Yes, do the more of the same – very likely to get the same result Michelle Levy. Please don’t later say unintended consequences.
“The review found that the current commission arrangements for life risk insurance products should be maintained.” Did the review actually consult with Australian insurance companies, and discuss the state of the industry? Sounds like it didn’t because the state of the risk industry is pretty dire and they need to insure more people to increase the insurance pool, for sustainability.
“The long-term goal of this recommendation is to work in concert with the rest of the reforms to incentivise the provision of risk advice through fees and reduce the reliance on commissions” Well, this won’t work and is what most advisers are telling government.
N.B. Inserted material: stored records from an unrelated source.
Issue #446, opened 2026-06-15
Flaws in domainconversion _extend_incube_create_speed_cube_average


anbec12:
Issue 1: When creating the speedcube, the actual speedcube values are inter- and extrapolated with np.interp, which used constant extrapolation on the right side, meaning the maximum depth value of the input. This leads to wrong velocities below the lowermost horizon used as input. Better to inter- and extrapolate in time-depth domain which calculates correct velocities.

Issue 2: The code iterates over each trace for interpolation and takes significant time for larger cubes. Try to optimize speed.

The two issues are reported as one because the solution is going to be in one pull request (solution has already been coded before issue has been made).

PR #448, opened 2026-06-15
BUG: Fix stretch in converted seismic when MSL is given and avoid flo…

### LINKED ISSUE #445: Seismic gets stretched above first subsurface horizon when using MSL as input

anbec12:
…ating-point errors

Resolves #445 and #446 

Added several fixes that were related. It became therefore a relatively large pull-request.

1. In the tests, the issue with the commented out line with parameters [(None, None, None), (1.1, 0, 82.5)] for test_proposing_zinc_etc_depthconvert was resolved by adding correct support for None as input in dconvert.py _derive_result_cube_design and by dealing with potential floating-point errors when calculating the nlay parameter.

2. There was a substantial methodological issue with the way the velocity or slowness cubes were generated in dconvert.py _extend_incube_create_speed_cube_average. Originally, the average velocity or slowness maps were interpolated and extrapolated with np.interp to get the upsampled 'speed' function corresponding to the trace sampling. However, this could lead to stretching of the converted seismic in the overburden and wrong velocities below the last horizon. I have now changed the interpolation to linear interpolation of the time-depth function adding linear right-slope extrapolation which resolves the issues. This required also an update of _resample_surfaces_to_cube, a helper function which is only called by _extend_incube_create_speed_cube_average, returning time and depth surfaces instead of time/depth and velocity/slowness surfaces, depending if converting time->depth or vice versa.

3. When providing MSL horizons for time and depth (MSL: everywhere z = 0), one got different results compared to the case they were not provided. The results should have been identical (now included tests for this). The result with the MSL given showed stretched seismic in the overburden. This issue was solved by case differentiation if MSL was input in dconvert.py _velo_maps_average and likewise _slow_maps_average.

The features were related because they failed on the test_depth_cube_values_with_msl and test_depth_cube_values, depending on the input. I have also added a small sine-wave cube for testing, because I think the comparison before-after is more valid when you have data throughout the cube. The cube will also be used in a future PR with respect to amplitude preservation and trace interpolation.

## Checklist

- [ ] Appropriate [commit prefix](https://upgraded-funicular-eywe4gy.pages.github.io/developing/#commit-prefixes) and precise commit message used

### DIFF
--- a/src/fmu/tools/domainconversion/dconvert.py
+++ b/src/fmu/tools/domainconversion/dconvert.py
@@ -245,6 +245,11 @@ class DomainConversion:
             vspeed.values *= 2000
             vel.append(vspeed)
 
+        d1_values = self._d_surfaces[1].values
+        t1_values = self._t_surfaces[1].values
+        if np.allclose(d1_values, 0.0) and np.allclose(t1_values, 0.0):
+            vel[0] = vel[1]
+
         vel.insert(0, vel[0])
         self._v_surfaces = vel
         _logger.debug("Create velocity maps for average velocities from MSL...  DONE")
@@ -266,6 +271,11 @@ class DomainConversion:
             vslow.values = np.divide((t1.values - t0.values), ddiff)
             vslow.values /= 2000
             slow.append(vslow)
+
+        d1_values = self._d_surfaces[1].values
+        t1_values = self._t_surfaces[1].values
+        if np.allclose(d1_values, 0.0) and np.allclose(t1_values, 0.0):
+            slow[0] = slow[1]
 
         slow.insert(0, slow[0])
         self._s_surfaces = slow
@@ -318,23 +328,23 @@ class DomainConversion:
     ) -> tuple[list[xtgeo.RegularSurface], list[xtgeo.RegularSurface]]:
         """Resample surfaces to match the input cube.
 
-        The time and velocity surfaces do already exist, but they are not sampled the
+        The time and depth surfaces do already exist, but they are not sampled the
         actual cube, so we do that here.
         """
         _logger.debug("Resample surfaces to cube")
-        xsurfs = self._t_surfaces if time2depth else self._d_surfaces  # time or depth
-        ssurfs = self._v_surfaces if time2depth else self._s_surfaces  # "speed"
+        xsurfs = self._t_surfaces if time2depth else self._d_surfaces
+        ysurfs = self._d_surfaces if time2depth else self._t_surfaces
 
         incube_template = xtgeo.surface_from_cube(incube, value=0)
 
         x_surfaces = self._resample_check_surfaces(
             xsurfs, incube_template, fill=True, ensure_consistency=True
         )
-        s_surfaces = self._resample_check_surfaces(
-            ssurfs, incube_template, fill=True, ensure_consistency=False
-        )  # intended: do not ensure consistency of velocities
+        y_surfaces = self._resample_check_surfaces(
+            ysurfs, incube_template, fill=True, ensure_consistency=True
+        )
 
-        return x_surfaces, s_surfaces
+        return x_surfaces, y_surfaces
 
     @staticmethod
     def max_depth_for_cube(cube: xtgeo.Cube) -> float:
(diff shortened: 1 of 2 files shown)


src/fmu/tools/domainconversion/dconvert.py
```diff
@@ -368,24 +378,39 @@ def _extend_incube_create_speed_cube_average(
 
         speedcube_values = np.zeros_like(_incube.values)
```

So, it’s only conflicted if the service delivery is not directly controlled by the product provider?
“However, the review found that, while a financial adviser has a duty to act in the best interests of the client about the advice provided, the prospect of receiving a commission creates a conflict for the adviser.” Pity they can’t apply this same approach to Mortgage Brokers and Real Estate agents. I wonder why? Property conflicts perhaps? A Fed Govt. that supports a property boom at all costs?
Mortgage Brokers actually do have a legal duty of care to act in the best interests of the client and also fully disclose commissions receivable……same as Financial Advisers.
Here we go again, where so called reducing BS Red Tape Regs actually increases it & Advice costs with duplicated Life Ins Comms consent.
Have Advisers not already presented an SoA with any Life Ins Comms, Upfront & Ongoing fully disclosed and signed off ?????
Why, how, WTF is this being duplicated for ??
It is being duplicated because most advisers put this on page 18 of their SOA and clients don’t actually understand it.
Advisers should also provide a costed option that includes no commission (ie with 30% lower premiums) but a fee for service, so the client can see they are the ones actually paying the commission
Is this costed option to be charged to the client regardless of the success of the application or otherwise? How is the client ‘better off’ paying a non deductible fee for the placement of insurance rather than commission via Life & TPD cover (deductible via super), IP (deductible personally or via super) and Trauma (non deductible)? That’s something the “Commissions are the work of the Devil” Brigade struggle to spell out.
Risk Insurance advice is now dead.
The only glimmer of hope & common sense left in the realisation of the fact that the current remuneration model has been an abysmal failure has now been entirely removed.
It is completely astounding that when the client has signed off on the acknowledgement and acceptance of the commission structure the adviser will receive for years, they now say the client must sign an acceptance of the commission paid.
This is simply insane and inept legislation management of the highest order possible.
You simply could not make up the legislative process that has surrounded not only Risk Insurance but Financial Services over the last decade or more.
It is simply incompetent, conflicted and clearly identifies the people who are forming these policies have no idea whatsoever how this business works at all.